Anyone attempting to invest ethically and responsibly will soon discover that it isn’t easy. To do so properly takes a lot of time and effort, skilled assessment and detailed research. Even once you form your selection methodology, you will soon find that there are plenty of grey areas needing careful consideration and skilled decision-making, of the type that goes deeper than mere technical comparison. So here's a list of the top ten challenges faced when looking to invest ethically:

1. Promoting good things
There are glaringly obvious elements of the modern world that would benefit from your support. An ambitious, eco-sensitive, profitable, UK-based windfarm doing what it can to dampen the effects of climate change for example will always have appeal. Or a well-supported social housing project in a deprived area of the UK is something you may readily choose to support and invest in. Equally, there are industries that are simple to identify that you may like to avoid – tobacco and gambling for instance. Indeed the whole ethical investment industry started life in the 1980s built on funds solely focused on avoiding such 'sin stocks'. So in with the good and out with the bad: you’re off.

2. Pragmatism
Investment portfolios full of wind farms and social housing projects may well appeal, but from a practical perspective alarm bells should ring. A well-diversified portfolio is generally always best, comprising a variety of underlying investments, split by things such as geography, industry, riskiness or any number of a more nuanced factors.

The need for diversification should feed into your investment selection process. It will mean considering investments that wouldn’t necessarily spring to mind for the average ethical consumer. And, on occasion, you will need to consider businesses that are primarily positive but could have elements that are less savoury. For they may not be wholly good yet but getting better. Do you still invest? You decide.

You might, for example, consider investing in a utility company that traditionally relied on fossil fuel generated energy, but is going to great lengths to convert their business to renewable energy.
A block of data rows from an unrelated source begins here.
PR #1147, opened 2018-05-15
Fix say bug with show/hide

### LINKED ISSUE #2078: Show block shows old speech/thought bubbles
### Expected Behavior

When you run a Show block it should not show speech or thought bubbles that you haven't told to appear.

### Actual Behavior

When you run a show block it will cause the speech or thought bubble that was previously run.

saybubbleshow

### Steps to Reproduce

Launch the editor
Drag a "Say hello for 2 seconds" block onto the work area
Drag a "Show" block onto the work area
Click the Show block
Note no speech bubbles appear
Click the Say Hello for 2 seconds block
Note the speech bubble appears and then disappears 2 seconds later
Click the Show block
Note that the say bubble reappears
Note that the say bubble never disappears (unless you stop the program)

This also works with the "Think" block
After getting the thought bubble to appear with the show block you can get it to go away by running the say for 2 seconds block again.

Chrome on Mac
Also on Firefox on Mac

paulkaplan:
### Resolves

Resolves https://github.com/LLK/scratch-gui/issues/2078

### Proposed Changes

Revert a small part of the change from https://github.com/LLK/scratch-vm/pull/1089. Make sure that the bubble state text is set to blank after a timed say/hide. 

### Reason for Changes

Previously it was not clearing the say text, but there was a second flag which considered whether to show/hide the bubble. We removed that other flag in https://github.com/LLK/scratch-vm/pull/1089, so now only the text of the bubble is used to decide if it is visible. The bubble drawable gets torn down when the target is hidden, but the text is left around in case the target is re-shown. Make sure to explicitly set the text to '' in timed say/hide to make sure it doesn't come back. Intervening say/thinks are handled by the `usageId` conditional. 

### Test Coverage

I repeated the steps for the bug: 
- say for 2 seconds
- hide
- show (bubble came back, no longer does)

as well as a few other tests for the bubbles, including 
- say
- hide
- show (bubble should come back)

and made sure that https://github.com/LLK/scratch-gui/issues/1817 did not come back.

### DIFF
--- a/src/blocks/scratch3_looks.js
+++ b/src/blocks/scratch3_looks.js
@@ -291,7 +291,7 @@ class Scratch3LooksBlocks {
                 this._bubbleTimeout = null;
                 // Clear say bubble if it hasn't been changed and proceed.
                 if (this._getBubbleState(target).usageId === usageId) {
-                    this._onTargetWillExit(target);
+                    this._updateBubble(target, 'say', '');
                 }
                 resolve();
             }, 1000 * args.SECS);
@@ -311,7 +311,7 @@ class Scratch3LooksBlocks {
                 this._bubbleTimeout = null;
                 // Clear think bubble if it hasn't been changed and proceed.
                 if (this._getBubbleState(target).usageId === usageId) {
-                    this._onTargetWillExit(target);
+                    this._updateBubble(target, 'think', '');
                 }
                 resolve();
             }, 1000 * args.SECS);


cwillisf (commented):
Do we need the other functionality from the `_onTargetWillExit` method that these cases were calling before? Specifically:
- destroying the render components (I assume we don't need this?)
- requesting a redraw (this might be important?)
- removing the `EVENT_TARGET_VISUAL_CHANGE` listener (seems like we definitely don't want this?)

cwillisf:
Oops, sorry about that: I meant to unassign myself and accidentally unassigned you, @paulkaplan. Rude! :/

paulkaplan:
@cwillisf onTargetWillExit still gets called, it gets called because the text is empty string https://github.com/paulkaplan/scratch-vm/blob/c18d5faafb89db9ab020900a5e3fe0cf1b286fc9/src/blocks/scratch3_looks.js#L182

cwillisf (approved):

PR #2168, opened 2019-05-11
Change BOOST variable names regarding duration and rotation blocks

### LINKED ISSUE #2153: BOOST extension: Rename pendingPromiseFunction variable?
The `pendingPromiseFunction` variable is used to track a Promise that resolves when a motor has reached a desired position after some rotations.  The variable name could be clearer to reflect that fact, perhaps `pendingRotationPromise` ? The comment on lines `#359-#360` also seems inaccurate, saying the variable is used to track duration and not rotation.  This might also require changing the setter/getter names on lines `#464` and `#471`. (This setter/getter pair might not be necessary since this variable is private, anyway).

evhan55:
### Resolves

- Resolves #2153: BOOST extension: Rename pendingPromiseFunction variable?
- Fixes some inaccurate class variable comments.

### Reason for change

- Although this name change diverges slightly from the WeDo2 variable names, it adds clarity to the complex BOOST duration/rotation pending functions, timings and behaviors.

### DIFF
--- a/src/extensions/scratch3_boost/index.js
+++ b/src/extensions/scratch3_boost/index.js
@@ -437,21 +437,21 @@ class BoostMotor {
     }
 
     /**
-     * @return {number} - time, in milliseconds, of when the pending timeout began.
+     * @return {number} - time, in milliseconds, of when the pending duration timeout began.
      */
     get pendingTimeoutStartTime () {
         return this._pendingDurationTimeoutStartTime;
     }
 
     /**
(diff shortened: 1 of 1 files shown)


ericrosenbaum (approved):
LGTM! tested a bunch of motor commands on mac, and tried all the starter projects. It looks like `_pendingRotationDestination` is basically no longer being used (since we are not updating rotation commands anymore), but it's okay to leave it in.

PR #2175, opened 2019-05-20
Do not load speech2text extension

ericrosenbaum:


picklesrus (approved):

AmazingMech2418:
Why did the Speech2Text extension need to be removed? I personally think that it may be ready to be deployed as a featured extension after some testing I have done. Also, some of my projects now don't load since the blocks no longer exist.

Issue #2172, opened 2019-05-15
Generalize scratch-link connection method


paulkaplan:
Right now, the code for managing the connection to scratch-link sessions is tightly coupled to web-sockets, and is not configurable. We need to be able to decouple the `BLE`/`BT` IO objects used by extensions from WebSocket connections, and allow the VM to be configured to use a different way of communicating with a scratch-link service.

We are experimenting with a few different ways of doing this, but just wanted to create a stub issue to track it.

/cc @cwillisf @evhan55

PR #2182, opened 2019-05-24
Initial prototype of configurable scratch link socket

paulkaplan:
/cc @chrisgarrity @cwillisf @evhan55 @knandersen 

I wanted to put up some code that we could talk through as a group to solve https://github.com/LLK/scratch-vm/issues/2172

The objective is to allow someone using the VM to customize how extensions communicate with scratch-link to talk to hardware. I had a couple of priorities:
- Extension code should be minimally impacted
- Configuring the scratch-link connection should not require re-implementing the JSONRPC code on the client-side, since that code already exists and works well. 

The use-cases I used as references were
1. A native JSInterface, where communication with native code takes place over a few global JS functions provided by the WebView.
2. A hypothetical in-browser scratch-link built on web-bluetooth. Mostly as another point to triangulate from, although in-browser scratch-link is a bit ackward because it requires another in-browser JSONRPC to act as the "server", but that seems ok.

I landed for this prototype on removing the `JSONRPCWebSocket` class from the inheritance chain, but keeping BLE /BT inheriting from JSONRPC. I made a new, abstract ScratchLinkSocket, with a websocket implementation. The VM has public methods for configuring the ScratchLinkSocket creation function. BLE/BT request a ScratchLinkSocket from the runtime, and wire up the lifecycle methods (onOpen,onClose,onError) and message handling to work with the JSONRPC functionality. 

---

For the native JSInterface side, here is some pseudocode i imagine could be used for that.
First, the JSInterface would provide a few global functions like `window.createLinkSession `, `window.receiveLinkMessage()`, `window.closeLinkSession()`. The native side would execute a global function like `window.sendLinkMessage` when it wants to send a message.

Then on the JS side, a custom Socket class could be configured on the VM, which bridges the send/receive, so `Socket.sendMessage` => `window.receiveMessage`, and `window.sendMessage` => `Socket.handleMessage`

(this is just by way of example, it is ignoring multiple link sessions, the lifecycle methods, etc.)


src/util/scratch-link-websocket.js
```diff
@@ -0,0 +1,83 @@
...
+    constructor (type) {
+        this._type = type;
+        this._onOpen = null;
+        this._onClose = null;
+        this._onError = null;
+        this._handleMessage = null;
+
+        this._ws = null;
+    }
+
```
chrisgarrity, line 24: Would it make sense to also have a constructor that includes all the functions?

evhan55 (commented):
This looks great to me so far!  Especially since there are no changes to calls within BT/BLE which I think means little to no changes in existing extensions, awesome!

One tiny point of confusion I can see coming up in the future with these changes:
In the GDX_FOR extension from Vernier: in the file `scratch-link-device-adapter.js`, the BLE object is given the name `scratchLinkSocket`.  I've been meaning to rename that back to `ble` or something else to match all other extensions, and this PR would probably make that even more necessary.

src/util/scratch-link-websocket.js
chrisgarrity: Nope, on re-reading I don't see a case where it would be used.

src/util/scratch-link-websocket.js
```diff
@@ -0,0 +1,83 @@
...
+        this._handleMessage = fn;
+    }
+
+    isOpen () {
+        return this._ws && this._ws.readyState === this._ws.OPEN;
+    }
+
+    _onMessage (e) {
+        const json = JSON.parse(e.data);
+        this._handleMessage(json);
```
chrisgarrity, line 80: Need to check for `_handleMessage === null`. I'd lean towards checking in `open`, and just having one error.

src/util/scratch-link-websocket.js
```diff
@@ -0,0 +1,83 @@
...
+        default:
+            throw new Error(`Unknown ScratchLink socket Type: ${this._type}`);
+        }
+
+        if (this._onOpen && this._onClose && this._onError) {
+            this._ws.onopen = this._onOpen;
+            this._ws.onclose = this._onClose;
+            this._ws.onerror = this._onError;
+        } else {
+            throw new Error('Must set open, close and error handlers before calling open on the socket');
```
chrisgarrity: Obviously this error should never been seen by a user, so it's not something we should worry about localizing. Would it be worth having a convention for this type of error to be clear that it's not something the end user would see? e.g. `Error('INTERNAL: Must set...')`

Just started thinking about this after reading the API endpoint guide: https://github.com/LLK/scratch-api/wiki/Endpoint-route-design-guide#responses-should-be-machine-readable

chrisgarrity (changes requested):
Mostly details, but it should probably handle the case where the user of `ScratchLinkWebSocket` forgets to `setHandleMessage`

chrisgarrity (approved):

evhan55:
I have submitted a PR to change some variable names in the existing GDXFOR extension to avoid potential confusions with changes in this PR:
https://github.com/LLK/scratch-vm/pull/2194

evhan55 (approved):
lgtm! Would be nice to sanity-check and test all the hardware extensions whenever this lands.

evhan55:
@ericrosenbaum @BryceLTaylor I think it would be nice to minimally test all the hardware extensions if/whenever this lands.

paulkaplan:
@evhan55 yes absolutely. I'm going to merge this now and make sure it gets up to staging ASAP so we can do both async testing and testing as a group on thursday.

Should you support their transition by investing in them now, or wait until they solely rely on renewable sources and leave others to support them along the way?

3. Greenwashing
Perhaps ‘lies’ is a little harsh, but then again perhaps not.

Companies are governed by increasingly stringent laws and have to publish increasing evidence of what they’ve done to comply with them. Consumers are becoming ever more enlightened, forcing businesses to improve their act if they are to gain and retain their custom. Increasingly, customers are looking for investments with a green factor. One of the outcomes is that nowadays in most company's annual report and websites you’ll often find a section called sustainability, responsibility, CSR (corporate social responsibility) or something equally earnest. This might tell you how much they give to charity, measures they’re taking to reduce their carbon footprint, safety measures they have in place, how their practices are scrutinised by independent specialists or their green credentials.
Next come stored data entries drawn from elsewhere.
PR #2184, opened 2019-05-26
Fall back to default bitmap if asset loading fails

adroitwhiz:
### Resolves

I'm not sure whether there's a bug report for this, but it resolves one cause of the dreaded "Oops!" screen. Sometimes, bitmap assets will 404, and previously there was no error checking to deal with this like there is for vector assets, so the project would crash upon loading and become completely unviewable. This was causing one forum user [a lot of distress](https://scratch.mit.edu/discuss/topic/352542/).

### Proposed Changes

This PR loads the placeholder question mark if a bitmap asset fails to load, just like it does with vector assets.

### Reason for Changes

The "Oops" screen must be avoided at all costs.

### DIFF
--- a/src/import/load-costume.js
+++ b/src/import/load-costume.js
@@ -268,7 +268,14 @@ const loadCostumeFromAsset = function (costume, runtime, optVersion) {
                 return loadVector_(costume, runtime);
             });
     }
-    return loadBitmap_(costume, runtime, rotationCenter, optVersion);
+    return loadBitmap_(costume, runtime, rotationCenter, optVersion)
+        .catch(() => {
+            // Use default asset if original fails to load
+            costume.assetId = runtime.storage.defaultAssetId.ImageBitmap;
+            costume.asset = runtime.storage.get(costume.assetId);
+            costume.md5 = `${costume.assetId}.${AssetType.ImageBitmap.runtimeFormat}`;
+            return loadBitmap_(costume, runtime);
+        });
 };
 
 /**


src/import/load-costume.js
```diff
@@ -268,7 +268,14 @@ const loadCostumeFromAsset = function (costume, runtime, optVersion) {
...
     }
-    return loadBitmap_(costume, runtime, rotationCenter, optVersion);
+    return loadBitmap_(costume, runtime, rotationCenter, optVersion)
+        .catch(() => {
+            // Use default asset if original fails to load
+            costume.assetId = runtime.storage.defaultAssetId.ImageBitmap;
+            costume.asset = runtime.storage.get(costume.assetId);
+            costume.md5 = `${costume.assetId}.${AssetType.ImageBitmap.runtimeFormat}`;
+            return loadBitmap_(costume, runtime);
+        });
```
towerofnix, line 278: Should there still be a console warning in here, so that it's easier for users/mods to investigate why a costume isn't loading?

adroitwhiz: Probably. For consistency, however, that would require adding a warning to the vector loading code too, which makes it seem like a different change for a different PR.

thisandagain:
This is something we've discussed at length internally. The problem here is that the project may get saved in the this state if the asset fails to load even if it is an issue with our servers rather than the asset actually not existing on our servers. We need to carefully distinguish between these two types of error conditions or we run the risk of corrupting many, many assets in the event of a service outage.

On the face of it this is great. It’s right that businesses are taking steps and understandable that they choose to talk about what they are doing. Considering these things should certainly be a part of your investment selection process. However, sadly some claims can be shallow, spurious and misleading. There are tick box exercises set up to give the false impression that a company is virtuous, diverting the eye from the honest truth. This artificial veneer of ethical claims is commonly called 'green washing'. So as part of your selection process you also need to be aware of green washing and maintain a degree of healthy scepticism.